• WHAT YOU ARE ASKED TO DO: Every record below needs to be retyped exactly as it appears.

-------- DATA SHOWN --------

Issue #165, opened 2019-06-30
 Client dns packet id uses Random.int


hannesm:
from https://github.com/roburio/udns/issues/9

@cfcs reports:
I took a shortcut here: https://github.com/mirage/ocaml-dns/blob/master/client/dns_client.ml#L20

Leaving this issue here so we don't forget about it.

EDIT: Also it's off by one (should be 0x10000):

--------

• ANSWER AREA:
Issue #165, opened 2019-06-30
 Client dns packet id uses Random.int


hannesm:
from https://github.com/roburio/udns/issues/9

@cfcs reports:
I took a shortcut here: https://github.com/mirage/ocaml-dns/blob/master/client/dns_client.ml#L20

Leaving this issue here so we don't forget about it.

EDIT: Also it's off by one (should be 0x10000):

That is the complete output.